For Tikal at sunrise, download offline maps the night before in Flores. The howler monkeys won't care that you have data.

How do I install my Roamzy eSIM?

Plug type Voltage Frequency iOS Android
Type A, B120 V60 HziPhone XS+Pixel 3+, Galaxy S20+
  1. Sign in to Roamzy via Telegram or Google
  2. Top up the eSIM with a minimum of 20 USDT — stablecoins, no cards, no banks, no FX surcharges
  3. The QR code appears in the dashboard once payment confirms
  4. Settings → Cellular → Add eSIM → scan QR
  5. The counter starts the moment you land at GUA

Supported stablecoins, networks, and common iPhone/Android setup errors are in the FAQ.

What are Roamzy's honest limitations?

Three traps Roamzy doesn't have because they were never built in.
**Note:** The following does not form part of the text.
PR #228, opened 2021-05-17
Removing Google Analytics Telemetry

gracegoo-stripe:
Transition to using the in-house analytics service has been live for a few weeks now, removing Google Analytics as a telemetry destination.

No welcome promo on the first top-up that flips on the second. No fine-print throttling — "5 GB at full speed, then 128 kbps." No auto-renewal you forgot to cancel and discover six months later from a card you don't watch.
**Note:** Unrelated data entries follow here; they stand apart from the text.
PR #229, opened 2021-05-17
Adding linting to the GH action

vcheung-stripe:
This runs the linter before each test.

### DIFF
--- a/.github/workflows/build.yml
+++ b/.github/workflows/build.yml
@@ -20,6 +20,9 @@ jobs:
       - name: Install dependencies
         run: npm install
 
+      - name: Lint
+        run: npm run lint
+
       - name: Run tests (ubuntu)
         if: ${{ matrix.os == 'ubuntu-latest' }}
         run: xvfb-run -a npm run test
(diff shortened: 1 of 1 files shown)


.github/workflows/build.yml
```diff
@@ -10,6 +10,12 @@ jobs:
     runs-on: ${{ matrix.os }}
 
     steps:
+      # Windows throws false positives with linting because of CRLF
+      - name: Set git to use LF
+        run: |
+          git config --global core.autocrlf false
```
gracegoo-stripe, line 16: For my understanding, not setting this would cause the `npm run lint` to fail below?

I'm also a bit confused on the right settings -- the [docs](https://git-scm.com/book/en/v2/Customizing-Git-Git-Configuration) say that setting this to false will allow CRLF endings? Is that what we want for all platforms?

It's not a marketing gimmick — it's an engineering decision born from indifference to gimmicks. You can't make a tariff cheaper than no fine-print and no expiry — so we don't.
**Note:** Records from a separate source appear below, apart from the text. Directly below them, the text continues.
PR #232, opened 2021-05-17
Update events buttons

### LINKED ISSUE #70: Menu items for commands should reflect currently running commands
When starting long running commands like `stripe listen` or `stripe logs tail` menu items in the left hand panel should update accordingly, so they don't say "start X" but instead says "Stop x".

User feedback
> Can you toggle the text in the activity window? It always says “Start” after I start but people shouldn’t be able to start multiple

> Would expect to be able to “Stop webhooks listening” from the “Events” menu, rather than having to ^C in the terminal

### LINKED ISSUE #113: Make it more clear what the forward webhooks event dialog does
When starting webhooks listening we show a “Do you want to forward webhook events” dialog without much explanation. We should add a descriptive text of the functionality in the prompt.

If might not be possible due to limitations of VS Code UI.

vcheung-stripe:
- Changed command name: **Start webhooks listening** ->  **Forward events to your local machine** (closes #70)
- Added a tooltip on hover: "Forward webhook events from Stripe to your local machine by connecting directly to Stripe's API." (fixes #113)
- Because we changed the name of the button to be "Forward events ...", remove the prompt that asks if you want to forward events (because obviously you do)
- Lowercased for consistency: **Start streaming Events** -> **Start streaming events**

Before:
Screen Shot 2021-05-17 at 4 20 45 PM

After:
Screen Shot 2021-05-17 at 4 20 28 PM

### DIFF
--- a/src/commands.ts
+++ b/src/commands.ts
@@ -9,7 +9,7 @@ import {
   setConnectWebhookEndpoint,
   setWebhookEndpoint,
 } from './stripeWorkspaceState';
-import {getExtensionInfo, showQuickPickWithItems, showQuickPickWithValues} from './utils';
+import {getExtensionInfo, showQuickPickWithItems} from './utils';
 import osName = require('os-name');
 import {StripeEventsViewProvider} from './stripeEventsView';
 import {StripeLogsViewProvider} from './stripeLogsView';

What if my trip continues to other countries?

Guatemala is an entry point or an exit on most Central American routes:

  • Mexico — north to Chiapas and San Cristóbal de las Casas via the La Mesilla crossing
  • Belize — Flores to San Ignacio in a single shuttle, the eSIM picks up the Belizean network at the border
  • Honduras — south through Esquipulas toward Copán Ruinas
  • If you want the underlying mechanics — how roaming actually gets priced and why it hurts

Frequently asked

Will my Roamzy eSIM work in Guatemala?
Yes. Roamzy eSIM works in Guatemala on the local mobile networks — your phone connects automatically and picks the strongest signal. The per-MB rate is $0.0041; you only pay for what you use.
How much does mobile data cost in Guatemala with Roamzy?
Mobile data in Guatemala is $0.0041 per megabyte ($4.20 per gigabyte). There is no daily fee, no minimum, and no auto-renewal — top up once in USDT and travel.
Do I need to enable Data Roaming for my Roamzy eSIM in Guatemala?
Yes — turn Data Roaming ON for the Roamzy line. iOS and Android label it "roaming" because the network in Guatemala is not your home one, but you are not paying roaming fees: Roamzy bills its own per-MB rate of $0.0041.
Can I top up my Roamzy eSIM while travelling in Guatemala?
Yes. Open your Roamzy dashboard in any browser (no app to install), pay in USDT, and the new balance lands in seconds. The same eSIM/QR keeps working — no new install.
What happens if my Roamzy balance runs out while I am in Guatemala?
Service pauses cleanly — no overage charges, no surprises. Top up from any browser and the connection resumes within seconds. The eSIM profile stays installed on your phone; nothing to re-scan.